Were there slaves in the Platonic Republic?

The issue of slavery in Platonic political thought is a subject of great debate. Plato does not seem to favor the existence of slaves in his political planning65. The city he envisions should be self-sufficient with its own forces, where each political de- partment will perform its own function. There are positions such as that Plato considered the citizens of the class of producers66 to be slaves, but this is not true. The philosopher-governors67 are those who are forced by law to serve the political body and not the producers. The philosophers, having reached individual fulfillment and bliss68, have no desire to deal with politics, where decay and materiality dominate, but want to remain, although alive, in the bliss of the Isles of the Blessed, that is, completely happy but also completely cut off from the many. However, the political law forces them to assume political power, to help their fellow citizens, imprisoned in the cave of illussions, to walk on the path of truth and happiness. Philosophers are forced to serve the producers, and not the producers the philosophers69. Also, social mobility, as we have seen, excludes the existence of a class of slaves, since all social parts can ascend or descend into specific political roles. The producers produce and work for their own selfish interest, but, as Adam Smith would say, paradoxically an invisible hand pushes them to work for the common interest. The productive competition of individuals benefits the development of the state as a whole70. The dynamic expression of political society as a self-sufficient organic whole, where each political actor fulfills the work appropriate to his nature, does not allow for the existence of slavery. Even Vlastos' view that there is a fourth class in the Platonic Republic, the class of slaves71, which is concealed by Plato, is not consistent with the goal of self-sufficiency and organic wholeness. In any case, the elimination of slavery or the maximum limitation of slavery in a political society of that time and the assumption of the hard labor of slaves by the parts of the political organization is a tremendously progressive concept even for today's data. The Platonic state is a political community of roles and responsibilities towards the achievement of collective happiness and the existence of slaves would be an evasion of the functions corresponding to each human or citizen.

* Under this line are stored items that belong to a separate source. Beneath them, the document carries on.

PR #200, opened 2026-06-13
fix: re-open circuit breaker on a failed half-open probe

### LINKED ISSUE #191: Circuit breaker can stay closed after a failed half-open probe
## Summary

`pkg/circuitbreaker` closes the breaker on the first successful half-open probe. If `HalfOpenMaxProbes > 1`, another probe from the same half-open window can fail afterward, but `RecordFailure` then sees `StateClosed` and only increments the closed-state failure counter. With a normal threshold greater than 1, the breaker remains closed even though a half-open probe failed.

That violates the package contract in `breaker.go`: half-open allows limited probes, success closes, and failure re-opens. More importantly, it can return traffic to an upstream that is still failing under concurrent half-open probes.

## Reproducer

```go
func TestBreaker_HalfOpenProbeFailureAfterSuccessReopens(t *testing.T) {
    var mu sync.Mutex
    current := time.Date(2026, 1, 1, 0, 0, 0, 0, time.UTC)
    clock := func() time.Time {
        mu.Lock()
        defer mu.Unlock()
        return current
    }
    advanceClock := func(d time.Duration) {
        mu.Lock()
        defer mu.Unlock()
        current = current.Add(d)
    }

    cfg := circuitbreaker.Config{
        FailureThreshold:  3,
        CooldownDuration:  5 * time.Second,
        HalfOpenMaxProbes: 2,
    }
    b := circuitbreaker.New(cfg, circuitbreaker.WithClock(clock))

    for i := 0; i < cfg.FailureThreshold; i++ {
        b.RecordFailure()
    }
    advanceClock(6 * time.Second)

    require.True(t, b.Allow())
    require.True(t, b.Allow())

    b.RecordSuccess()
    b.RecordFailure()

    require.Equal(t, circuitbreaker.StateOpen, b.State())
}
```

Actual result on current `main`:

```text
expected a failed half-open probe to re-open the breaker, got "closed"
```

## Likely cause

`RecordSuccess` unconditionally transitions from `StateHalfOpen` to `StateClosed` on the first successful probe. A later `RecordFailure` from another admitted half-open probe no longer has any way to know it belonged to that half-open generation.

## Suggested fix

Track half-open probe outcomes by generation/window. Do not close until the breaker has seen the required successful probe result(s), and ensure any failure from an admitted half-open probe re-opens the breaker even if another probe completed successfully first.

eunolabs:
Fixes #191

## Problem

`RecordSuccess` unconditionally transitioned the breaker `StateHalfOpen → StateClosed` on the **first** successful half-open probe. With `HalfOpenMaxProbes > 1`, a second probe admitted in the same half-open window could fail afterward, but by then `RecordFailure` saw `StateClosed` and only incremented the closed-state consecutive-failure counter. With `FailureThreshold > 1`, the breaker stayed closed and routed traffic back to an upstream that was still failing under concurrent half-open probes — violating the package contract (`half-open allows limited probes; success closes, failure re-opens`).

## Fix

Track half-open probe successes per window (`halfOpenSuccess`), reset on every transition into half-open and on `Reset`:

- The breaker closes **only once every admitted probe** in the window has succeeded (`HalfOpenMaxProbes` successes), so it stays half-open while probes are still outstanding.
- **Any** failure from an admitted half-open probe re-opens the breaker immediately, even if an earlier probe in the same window already succeeded.
- Default `HalfOpenMaxProbes=1` behavior is unchanged: one success still closes, one failure still re-opens.

## Tests

- `TestBreaker_HalfOpenProbeFailureAfterSuccessReopens` — the reproducer from the issue (success then failure across two probes must re-open).
- `TestBreaker_HalfOpenClosesOnlyAfterAllProbesSucceed` — closes only after `HalfOpenMaxProbes` successes, not before.

`make test`, `make lint`, `make check-fmt`, and `make check-license` all pass.

https://claude.ai/code/session_01AXZUiEC3dobvymiujKGznW

---
_Generated by [Claude Code](https://claude.ai/code/session_01AXZUiEC3dobvymiujKGznW)_


pkg/circuitbreaker/breaker.go
```diff
@@ -129,9 +135,24 @@ func (b *Breaker) RecordSuccess() {
...
+			b.halfOpenSuccess = 0
+			b.lastTransitionAt = b.now()
+		}
+	}
+}
+
+// requiredHalfOpenSuccesses is the number of successful probes needed to close
+// the breaker from half-open. It mirrors HalfOpenMaxProbes (the probes admitted
+// per window) and is clamped to at least 1 so a degenerate config still closes.
+func (b *Breaker) requiredHalfOpenSuccesses() int {
```
eunolabs, line 162: `requiredHalfOpenSuccesses()` ties "successes needed to close" to `HalfOpenMaxProbes`, which overloads that config field. Before this PR `HalfOpenMaxProbes` meant only "max probes admitted per half-open window"; now it also means "successes required to close." Two follow-ups:

1. **Stale doc.** The `Config.HalfOpenMaxProbes` field comment still reads *"the number of probe requests allowed in half-open state"* — it no longer tells the whole story, since raising it also raises the bar to close. CONTRIBUTING requires a docs update in the same PR for behavior changes; please refresh that field comment (and the `Allow` doc, which is fine, but the Config one is the gap).

2. **Coupling.** This collapses two independent knobs into one. You can no longer express "admit N concurrent probes, close if any one succeeds" (the gobreaker `MaxRequests` model). The all-admitted-probes-must-succeed semantics are a defensible, conservative choice — just flagging it's a real semantic change, not only a bugfix. If you later want them decoupled, a separate `HalfOpenRequiredSuccesses` field would do it cleanly.

---

pkg/circuitbreaker/breaker.go
```diff
@@ -129,9 +135,24 @@ func (b *Breaker) RecordSuccess() {
 	b.consecutiveFails = 0
 
 	if b.state == StateHalfOpen {
-		b.state = StateClosed
-		b.lastTransitionAt = b.now()
+		b.halfOpenSuccess++
+		if b.halfOpenSuccess >= b.requiredHalfOpenSuccesses() {
```
eunolabs, line 150: Liveness edge case introduced for `HalfOpenMaxProbes > 1`: closing now requires `HalfOpenMaxProbes` distinct success records. If an admitted probe never reports an outcome, the breaker wedges half-open — `halfOpenProbes == HalfOpenMaxProbes` blocks new admissions in `Allow()`, `halfOpenSuccess < required` blocks closing here, and there is no failure to re-open it. It then rejects all traffic until `Reset()`.

Concrete in-tree trigger: `Do` (do.go) has no `recover`, so if `fn` panics *after* `Allow()` has consumed a probe slot, that slot is spent with no `RecordSuccess`/`RecordFailure`. Pre-PR a single success always closed the breaker, so one completed probe recovered it; with this change a single panicking probe can wedge a `>1` breaker indefinitely.

Worth either (a) documenting the "every admitted probe must report exactly one outcome" contract on the breaker, or (b) adding a `recover` in `Do` that records a failure before re-panicking. Default `HalfOpenMaxProbes=1` is unaffected.

---

pkg/circuitbreaker/breaker_test.go
```diff
@@ -204,6 +204,105 @@ func TestBreaker_HalfOpenFailureReopens(t *testing.T) {
 	}
 }
 
+// TestBreaker_HalfOpenProbeFailureAfterSuccessReopens guards the contract that a
+// failed half-open probe re-opens the breaker even when an earlier probe in the
+// same window already succeeded. With HalfOpenMaxProbes > 1 the first success
+// must not prematurely close the breaker (see issue #191).
+func TestBreaker_HalfOpenProbeFailureAfterSuccessReopens(t *testing.T) {
```
eunolabs, line 211: Both new tests admit two probes and then record outcomes sequentially. Issue #191 and the PR description frame the bug as a concurrency problem ("routed traffic back to an upstream that was still failing under concurrent half-open probes"). A `-race` test with two goroutines — both admitted, then one calling `RecordSuccess` and one `RecordFailure` — would reproduce the reported scenario more faithfully and guard the mutex interaction directly.

Not blocking, since all state transitions are fully serialized under `b.mu` and the sequential tests already pin the logic. Just noting the tests don't exercise the concurrency the PR motivates itself with.

---

eunolabs (commented):
Reviewed the half-open probe fix.

**The core change is correct.** Tracking `halfOpenSuccess` per window and re-opening on *any* admitted probe failure does fix the reported bug: a first probe success no longer prematurely closes the breaker while later probes in the same window are still outstanding, so `RecordFailure` correctly sees `StateHalfOpen` and re-opens. The counter is reset on every transition into half-open (`Allow`), on close (`RecordSuccess`), on re-open (`RecordFailure`), and in `Reset()` — all paths covered. The `HalfOpenMaxProbes=1` default behavior is unchanged. Clear commit message and a faithful reproducer test.

Left three inline notes — none block the fix, but the first two are worth addressing:

1. **Stale `Config.HalfOpenMaxProbes` doc + semantic overload.** That field now also dictates "successes required to close," and its doc comment doesn't say so (CONTRIBUTING wants the docs updated in-PR).
2. **Liveness edge for `HalfOpenMaxProbes > 1`.** A probe that never reports an outcome (e.g. a panic in `Do`, which has no `recover`) can wedge the breaker half-open until `Reset()`. Pre-PR a single success always recovered it.
3. **Test fidelity.** The new tests are sequential; the issue is framed around *concurrent* probes, so a `-race` goroutine test would match the motivation better.

Submitting as a comment rather than requesting changes — (1) and (2) are the only ones I'd push on, and neither breaks the fix.

---

eunolabs:
No additional comments from this review. The existing notes on `HalfOpenMaxProbes` docs/semantics and the half-open no-outcome liveness edge are still the current items to address.

---

pkg/circuitbreaker/breaker.go
eunolabs: Fixed the stale doc: `Config.HalfOpenMaxProbes` now documents that it also gates the number of successful probes required to close. On the coupling — keeping the single knob with the all-admitted-probes-must-succeed semantics for now, since (as you noted) it's a defensible conservative choice; a separate `HalfOpenRequiredSuccesses` field remains the clean way to decouple if we want that later. Pushed in a1876e3.

---

pkg/circuitbreaker/breaker.go
eunolabs: Went with remedy (b): `Do` now records a failure if the guarded `fn` panics, before the panic unwinds, so an admitted probe always reports exactly one outcome — a panicking probe re-opens the breaker instead of wedging it half-open. The panic is not recovered; it still propagates to the caller. Also documented the contract on `Breaker`. Covered by `TestDo_PanicRecordsFailureBeforePropagating` and `TestDo_PanicReopensHalfOpenBreaker`. Pushed in a1876e3.

---

pkg/circuitbreaker/breaker_test.go
eunolabs: Added `TestBreaker_HalfOpenConcurrentProbes_FailureWins`: it admits two probes, then records one success and one failure from separate goroutines and asserts the breaker ends open regardless of interleaving (runs under `-race`). Pushed in a1876e3.

---

eunolabs (commented):
Re-reviewed `a1876e3` — all three notes are correctly addressed, nothing further from me.

1. **Docs** — `Config.HalfOpenMaxProbes` now documents that it also gates successes-to-close, and the "each admitted probe must report exactly one outcome" contract is documented on `Breaker`. Keeping the single knob is a fine call.
2. **Liveness** — the `Do` panic path is correct: `completed` is set only after `fn` returns, so the deferred `RecordFailure` fires exactly once on a panic and is skipped on the normal success/error paths (no double-record), while the panic still propagates unrecovered. A panicking probe now re-opens the breaker instead of wedging it half-open.
3. **Concurrency** — `TestBreaker_HalfOpenConcurrentProbes_FailureWins` admits two probes and records one success + one failure from separate goroutines, asserting `Open` for either interleaving under `-race`. A lone success can't reach `halfOpenSuccess >= 2`, so the assertion holds.

Code review LGTM. CI for the new commit is still queued; I'll flag if anything goes red.

---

The emergence of human as the ultimate political regulator

In the famous myth of the Politicus72 , Plato wonders whether humans in the paradise of the age of Cronus were happy. Humans in that mythical age lived in ideal environmental conditions, where all goods were generously provided by nature, there were no diseases, no conflicts, and life went in reverse from old age to youth. But if these people of paradise ate and drank every day, like irrational animals, without any intellectual activity, could they be considered happier than us? Plato's answer is that if these humans used their material abundance to philosophize and think productively, then they would be infinitely happier than we, the unfortunate humans of today, who engage in a daily struggle to obtain the necessary material goods in the face of all kinds of adversity. However, since we do not know whether the humans of the earthly paradise had rational pursuits, we should perhaps consider that we, the humans of toil and material necessity, are infinitely happier than they, because within this natural disadvantage we were able to create such a wonderful civilization and we have so much of that characteristic that differentiates us from other living beings, namely rationality and critical thinking73. This is a preliminary answer by Plato to those who believe that the society he proposes is not distinguished by autonomy, but by heteronomy. Plato admires human and his political societies precisely because they are autonomous human creations. Plato's political philosophy is an exhortation to the autonomy of thought and political creation. Human becomes absolutely responsible for his fate, for his happiness and his unhappiness. The fact that Plato introduces political science as a measure of the rightness of human choices does not negate human autonomy, but on the contrary, he shields it with scientific objectivity and rightness of choices. Natural right does not oppose human autonomy, but is a guide to the realization of the rational choices between right and wrong. The Platonic Republic is a human and not a divine conception and only humans with their own powers and choices can realize it. Politics is a completely human affair, where human autonomous choices determine its successful or not outcome. Plato is not an enemy of freedom and autonomy, but he considers that freedom and autonomy have substance, if they are compatible with the necessity of nature or history, which necessity is verified by science.

Radical Platonism today

To better understand the impact of radical Platonism on the current form of the political state, we will use Alain Badiou's critique using Platonic philosophy as a weapon of argument. In order to approach the question of socio-political position in Plato, we will move along two main axes. The first concerns the way he treats basic concepts starting from Idea74 and Truth75 and the second how these concepts appear in contemporary Western thought and especially in the French philosopher Alain Badiou through his work. In a way, Badiou reintroduces us to Platonic logic in a reflective way. He contrasts Platonic philosophy against the prevailing, in the West, Aristotelian logic. Always assuming that Aristotle as anti-Platonist was structurally influenced by Plato.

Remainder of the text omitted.